In order to determine the extent to which a global magnetic field is required for a planet to be habitable at its surface, expertise is required from diverse communities, some of which have diverged from each other over the past several decades. For example, modelers and observers of the terrestrial magnetosphere have limited overlap and interaction with modelers and observers of unmagnetized planets or the giant planets in our solar system. There is relatively limited interaction between any of the above communities and those who study exoplanets, though efforts are increasing to bridge the solar system and exoplanet communities.
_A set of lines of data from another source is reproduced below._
PR #1086, opened 2020-12-23
docs: load stylesheet for light-mode only, as we don't fully support dark-mode yet

adrianschmidt:
Since we don't support dark-mode in most components, many of the examples in the docs look completely broken when viewed in dark-mode. This PR makes sure we only load the light-mode version of our colour variables.

Some examples on the _Guidelines / Color System_-page require both dark-mode and light-mode to be supported, so the reader can switch between them and see how that affects the colours. For those examples, we now specifically import the complete set of our colour variables instead.

## Review:

### Browsers tested:

Windows:
- [ ] Chrome
- [ ] Edge
- [ ] Firefox

Linux:
- [ ] Chrome
- [ ] Firefox

macOS:
- [ ] Chrome
- [ ] Firefox
- [ ] Safari

Mobile:
- [ ] Chrome on Android
- [ ] iOS

### DIFF
--- a/src/components/color-system/examples/color-palette-extended.css
+++ b/src/components/color-system/examples/color-palette-extended.css
@@ -1,0 +1,308 @@
+/*
+ * To be able to use colors with alpha, they are written in RGB.
+ * Comments with HEX codes in front of the values are used as reference only.
+ * Example of use:
+ * solid: `color: rgb(var(--contrast-100))`
+ * transparent: `color: rgba(var(--contrast-100), 0.5)`
+ */
+
+:host {
+    /* Lime Technologies Brand Colors (Do not have dark/light mode variants) */
+    --lime-brand-color-deep-red: 240, 87, 80; /* #f05750 */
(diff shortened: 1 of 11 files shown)


src/components/color-system/examples/color-palette-extended.css
```diff
@@ -0,0 +1,308 @@
+/*
+ * To be able to use colors with alpha, they are written in RGB.
+ * Comments with HEX codes in front of the values are used as reference only.
+ * Example of use:
+ * solid: `color: rgb(var(--contrast-100))`
+ * transparent: `color: rgba(var(--contrast-100), 0.5)`
+ */
+
+:host {
```
adrianschmidt, line 9: This file is just a copy of `lime-elements/src/style/color-palette-extended.css`, but with `:host` substituted for `:root` here and on line 169.

This fix is only needed until we enable dark-mode in the docs again, and the fix has been confined to a single commit, which can be reverted at that time.

Kiarokh (approved):
Really nice work! Thanks @adrianschmidt

PR #1088, opened 2021-01-04
hide slider when portal opens on top of it

Befkadu1:
fix Lundalogik/crm-feature#1657

## Review:

### Browsers tested:

Windows:
- [ ] Chrome
- [ ] Edge
- [ ] Firefox

Linux:
- [ ] Chrome
- [ ] Firefox

macOS:
- [ ] Chrome
- [ ] Firefox
- [ ] Safari

Mobile:
- [ ] Chrome on Android
- [ ] iOS

### DIFF
--- a/src/components/slider/slider.scss
+++ b/src/components/slider/slider.scss
@@ -117,7 +117,6 @@ $colorGrey: #999999;
 
 .mdc-slider__thumb-container {
     top: 0;
-    z-index: 1;
 
     .mdc-slider:not(.mdc-slider--disabled) & {
         &:before,


src/components/slider/slider.scss
```diff
@@ -117,7 +117,6 @@ $colorGrey: #999999;
 
 .mdc-slider__thumb-container {
     top: 0;
-    z-index: 1;
```
adrianschmidt, line 120: @Kiarokh This z-index was introduced by you in #1018. Can you test this and make sure something else doesn't break from removing it?

(If we can remove it, that's really good. The fewer instances of z-index we need, the better.)

Befkadu1: > @Kiarokh This z-index was introduced by you in #1018. Can you test this and make sure something else doesn't break from removing it?
> 
> (If we can remove it, that's really good. The fewer instances of z-index we need, the better.)

I let @Kiarokh know about it and he was fine with it. Can you confirm it here?

Kiarokh: slider
the z-index was there to make sure that the `mdc-slider__thumb-container` isn't covering the visualizations of start and end point. :(

Kiarokh: I actually don’t think we need to fix this bug, since it seems to only happen in that specific Lime Elements example. Something we understood after investigations. 

Portal adds a dynamic z-index on dropdown menus. Which seems to be always higher than 1. So in the webclient this issue won't happen.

We describe a NASA Heliophysics DRIVE Science Center selected to answer the central question of this session: “Do Habitable Worlds Require Magnetic Fields”. This Center, named MACH (Magnetic Fields, Atmospheres, and the Connection to Habitability) includes scientists who study atmospheric escape from Earth, unmagnetized planets, and exoplanets. Over the next several years MACH will construct a framework that enables the evaluation of atmospheric loss from an arbitrary rocky planet, given information about the planet and its host star. The MACH Center will host a community-wide workshop in June 2021 centered around this topic, and is seeking to grow their interactions with interested scientists from relevant disciplines. In this presentation we report on progress toward answering the central question of MACH via comparison of spacecraft observations of atmospheric ion escape from Earth, Venus, and Mars - as well as comparison of global plasma simulations for ion loss from planets.